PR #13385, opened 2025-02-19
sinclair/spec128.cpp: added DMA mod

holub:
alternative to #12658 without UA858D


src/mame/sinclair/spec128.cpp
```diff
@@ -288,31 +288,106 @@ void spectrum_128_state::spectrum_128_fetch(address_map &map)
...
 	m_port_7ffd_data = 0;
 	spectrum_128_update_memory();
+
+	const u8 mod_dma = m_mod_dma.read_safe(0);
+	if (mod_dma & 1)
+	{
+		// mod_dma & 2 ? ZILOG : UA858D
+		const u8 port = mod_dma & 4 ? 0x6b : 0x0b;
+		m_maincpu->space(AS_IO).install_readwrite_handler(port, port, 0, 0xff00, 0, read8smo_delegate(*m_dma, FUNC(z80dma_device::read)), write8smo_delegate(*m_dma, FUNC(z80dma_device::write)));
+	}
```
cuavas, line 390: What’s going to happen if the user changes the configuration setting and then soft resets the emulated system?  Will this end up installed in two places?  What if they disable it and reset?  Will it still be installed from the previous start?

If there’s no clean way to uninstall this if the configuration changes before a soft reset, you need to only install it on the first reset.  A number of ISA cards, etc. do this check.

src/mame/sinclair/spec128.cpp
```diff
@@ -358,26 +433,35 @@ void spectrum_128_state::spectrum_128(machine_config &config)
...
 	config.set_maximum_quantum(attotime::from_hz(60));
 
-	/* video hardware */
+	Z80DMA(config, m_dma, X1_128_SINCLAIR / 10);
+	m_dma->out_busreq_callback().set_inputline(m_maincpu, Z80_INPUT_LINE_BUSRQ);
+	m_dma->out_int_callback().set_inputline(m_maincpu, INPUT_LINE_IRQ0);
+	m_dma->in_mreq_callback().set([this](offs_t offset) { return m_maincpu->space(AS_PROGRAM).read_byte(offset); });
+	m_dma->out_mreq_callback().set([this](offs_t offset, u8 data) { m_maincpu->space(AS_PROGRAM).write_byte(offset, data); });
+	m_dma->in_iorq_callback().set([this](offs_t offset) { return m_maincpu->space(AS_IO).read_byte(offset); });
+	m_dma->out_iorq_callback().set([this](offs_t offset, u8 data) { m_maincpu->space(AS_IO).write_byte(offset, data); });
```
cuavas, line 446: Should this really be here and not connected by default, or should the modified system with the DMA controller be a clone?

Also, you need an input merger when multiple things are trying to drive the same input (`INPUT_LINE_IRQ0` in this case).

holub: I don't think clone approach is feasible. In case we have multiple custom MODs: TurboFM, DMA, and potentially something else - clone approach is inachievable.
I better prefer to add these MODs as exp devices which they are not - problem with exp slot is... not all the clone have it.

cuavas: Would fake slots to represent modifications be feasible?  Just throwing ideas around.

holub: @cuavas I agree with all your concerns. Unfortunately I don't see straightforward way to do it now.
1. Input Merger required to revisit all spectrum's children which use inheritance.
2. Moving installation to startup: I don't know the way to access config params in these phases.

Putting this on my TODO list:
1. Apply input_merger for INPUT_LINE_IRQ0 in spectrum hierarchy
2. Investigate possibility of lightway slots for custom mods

--

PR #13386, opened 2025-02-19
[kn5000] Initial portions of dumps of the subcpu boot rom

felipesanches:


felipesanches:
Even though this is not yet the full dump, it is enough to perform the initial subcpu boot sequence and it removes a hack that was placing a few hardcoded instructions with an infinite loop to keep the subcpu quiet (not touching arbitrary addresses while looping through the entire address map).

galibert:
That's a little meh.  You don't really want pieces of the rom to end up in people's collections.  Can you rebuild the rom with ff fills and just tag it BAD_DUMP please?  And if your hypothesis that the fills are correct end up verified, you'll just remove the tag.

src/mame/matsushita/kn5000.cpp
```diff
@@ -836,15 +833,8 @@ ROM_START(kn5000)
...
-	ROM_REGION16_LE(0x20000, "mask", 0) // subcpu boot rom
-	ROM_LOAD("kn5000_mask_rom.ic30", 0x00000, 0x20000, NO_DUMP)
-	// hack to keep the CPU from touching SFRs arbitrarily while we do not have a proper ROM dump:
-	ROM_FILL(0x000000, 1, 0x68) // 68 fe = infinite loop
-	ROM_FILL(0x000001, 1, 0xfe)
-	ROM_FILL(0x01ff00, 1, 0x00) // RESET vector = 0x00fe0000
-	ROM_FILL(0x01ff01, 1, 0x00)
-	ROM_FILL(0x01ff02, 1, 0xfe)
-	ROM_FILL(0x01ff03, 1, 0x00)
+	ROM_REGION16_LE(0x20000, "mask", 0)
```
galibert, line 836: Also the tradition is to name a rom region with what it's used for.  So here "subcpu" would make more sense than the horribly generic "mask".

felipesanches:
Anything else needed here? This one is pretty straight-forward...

-- YOUR OBJECTIVE --
Collect the complete line wherever the string "which" appears in the records.

-- TASK RESPONSE --
I better prefer to add these MODs as exp devices which they are not - problem with exp slot is... not all the clone have it.
1. Input Merger required to revisit all spectrum's children which use inheritance.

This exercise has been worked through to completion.